5.1. The Committee considered a report on the procurement of a Sussex-wide Out of Hours (OOH) Home Visiting Service. The Committee then asked the witnesses present a number of questions.
5.2. The Committee asked why the OOH Home Visiting Service was being procured separately to the new NHS 111 service.
5.3. Colin Simmons, Integrated Urgent Care Programme Director, Coastal West Sussex CCG, explained that the procurement that was paused last Summer had been for a Sussex-wide NHS 111 service. He said he could not go into all the reasons why it was stopped, due to procurement confidentiality, but it did include an OOH Home Visiting Service. The reason for the changes included:
5.4. The Committee asked whether there was a risk that recruitment to the service would interfere with attempts to recruit to other emerging urgent care services.
5.5. Colin Simmons agreed workforce recruitment and retention was an issue but was also an issue across the whole of the NHS. To tackle this issue, the OOH home visiting service will have a mix of clinical skill sets – whereas the current service is predominantly GP-based – enabling patients to see paramedics, or advanced nurse practitioners in certain circumstances. Plans are also being developed to use the workforce in the most flexible, constructive way, for example, establishing whether clinicians in the NHS 111 Clinical Assessment Service (CAS) could work for a different provider, i.e., the provider of the Home Visiting Service, to enable the clinician to vary their workload in a way that suits them.
5.6. The Committee asked how the CCGs can ensure that providers deliver on any promises to provide the workforce set out in the service specification.

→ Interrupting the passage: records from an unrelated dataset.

Issue #489, opened 2019-01-17
Enable developers to distinguish between screen-based and head-worn sessions


NellWaliczek:
Developers will often wish to provide different interaction models for screen-based (aka hand-held) sessions and head-worn sessions.  A screen-based session can comfortably accommodate UI on top of the 3D rendering's near plane, in other words, drawn in screen-space.  Head-worn sessions cannot use this approach and must place interactive elements in world-space.  This may end up having the same solution as #400, but this is issue is focused on ensuring developers know when do provide which type of UI.

klausw:
Careful, I think it's not safe to treat "near plane" and "screen space" as equivalent.

Mathematically, the projection matrix is derived based on intersecting rays with the near plane, but this doesn't mean that this corresponds to the distance to an actual screen. For example, a zSpace-style 3D monitor is able to display objects that appear in front of the monitor surface, and this requires the near plane to be closer to the eye than the physical screen. If an app tries to draw UI at the near plane distance, this may look odd on such a system. As far as I know, the UI quality would be highest if it's drawn at the actual screen distance with no extra parallax.

Also, even if an app primarily targets a hand-held use case, there seems to be a risk of unfortunate breakage on HMDs if the API makes bad assumptions due to this - drawing UI around the near plane on an HMD is likely to be uncomfortably close.

How about a per-frame property where the UA provides a suggested UI rectangle based on app-provided hints?

For example, the app could request a "largest readable area" quad which would be fullscreen on a hand-held session, a generously-sized floating quad for an HMD (while not extending into blurry peripheral vision), or the actual screen position for a zSpace-style 3D monitor or diorama mode.

Separately, it could express how important it is to keep this visible, with the UA choosing appropriate placement. The same hints could be used for a separate DOM layer as per issue #400, but I think it would also be useful without layer support.

kearwood:
> How about a per-frame property where the UA provides a suggested UI rectangle based on app-provided hints?

I like this option -- In addition to providing a safer abstraction of the hardware differences, it could further enable accessibility use cases by letting the UA take into consider various constraints set by the user.

NellWaliczek:
Potentially related to the work now happening in https://github.com/immersive-web/layers

PR #573, opened 2019-03-26
Allow flexible depth for screen-based ray input

klausw:
For screen-based input, it seems overly specific to require that the ray origin must be at the near plane. If the system knows the actual position of the screen in 3D space, i.e. for a zSpace-style display or for smartphone AR, it would be preferable to use the actual mapping of the touch point into virtual world space for this. For example, if you use touch controls to add bubbles or other particle effects to the scene, it would look most natural to have those actually originate at the touched point.

As an additional complication, https://github.com/immersive-web/webxr/pull/548 changed the core spec to explicitly allow reversed-Z where `depthFar` is less than `depthNear`. If the actual screen plane isn't available, it would be more consistent to use the closer of the two instead of always using `depthNear`.

As far as I can tell the spec itself doesn't currently require any particular depth for `XRTargetRayMode` `screen`.

See also https://github.com/immersive-web/webxr/issues/489#issuecomment-455291966 - I think it's problematic to assume that the screen plane corresponds to the near plane.


toji:
This LGTM. I had originally thought that the screen position and the near plane would be equivalent, but after reading through this I realize that was an incorrect assumption. I appreciate that this version of the text still allows for mapping to the near plane if the screen's relationship to the space is unknown.

I generally see this as uncontroversial, since it wouldn't even require an implementation to change that had been following the previous text, so I'm going to merge it.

5.7. Colin Simmons explained that part of the role of all commissioning organisations is to hold providers to account to deliver on their promises, but CCGs can also encourage providers to work together to help ease workforce issues.
5.8. The Committee asked how the service might overcome the issue of a shortage of GPs
5.9. Colin Simmons explained that the shortage of GPs would be overcome in part by developing a multidisciplinary team including paramedics, advanced nurse practitioners and GPs. Whilst GPs will still be required for certain clinical interventions, these other staff could help support the GPs’ workload. It will also be necessary to develop ways of making the service seem more attractive to prospective GP, given the traditional issues with OOH services appearing unattractive employment opportunities.
5.10. The Committee asked about how oversight of this potentially complex urgent care system could be ensured.
5.11. Colin Simmons explained that the CCGs’ role in ensuring different providers work together across the urgent care system will involve being clear about the expected outcomes of the new integrated urgent care system, as well as looking at the clinical governance arrangements for handing patients from the care of one provider to another are safe for patients.
5.12. The Committee asked how access to summary care records could be shared between the ICT systems of NHS 111 and the OOH Home Visiting Service
5.13. Colin Simmons explained that call-handlers for NHS 111 can currently access summary care records. In future the 111-CAS clinicians, if they need to look at further details, will be able to view full patient records, although they will require a patient’s consent. There are a multitude of different ICT systems in use by the different urgent care providers and the current interim 111 contract for 19/20 involves testing out how these can best be linked together.
5.14. The Committee asked when new innovations are introduced how it can be ensured they work correctly
5.15. Colin Simmons agreed it was important to ensure new technology, such as video calling instead of face-to-face appointments, is used to help improve services for patients, but it also needs to be understood they will not be appropriate for all situations. Patients will also need to be made aware of such technologies and be comfortable using them, and some clinicians will also need to see the benefits demonstrated to them. he believed that there needs to be stakeholder engagement and plans to pilot some of these technologies.
5.16. The Committee asked whether the procurement timeline was short and whether there was confidence there were providers able to take on the service.
5.17. Colin Simmons agreed it was a tight timeline but the mobilisation period of three months was not considerable due to the size of the service. The 111-CAS, on the other hand, had an eight month mobilisation period in recognition of its size. Nine providers showed interest in the OOH Home Visiting Service during an engagement event, suggesting there is interest in the market to provide the service.
5.18. The Committee asked what will happens to patients assessed by the CAS
5.19. Colin Simmons explained that the 111-CAS will consider a patient’s need over the phone and, if necessary, assign an appropriate time period in which the OOH Home Visiting Service will need to visit them. This will be either two, four or six hours. 111 will pass the referral on to the OOH Home Visiting Service with the response time indicated and the OOH service’s target will be to respond within that time. 111 will then carry out comfort calling every so often during that period to check if the patient is ok and their needs have not changed.
5.20. The Committee RESOLVED to note the report.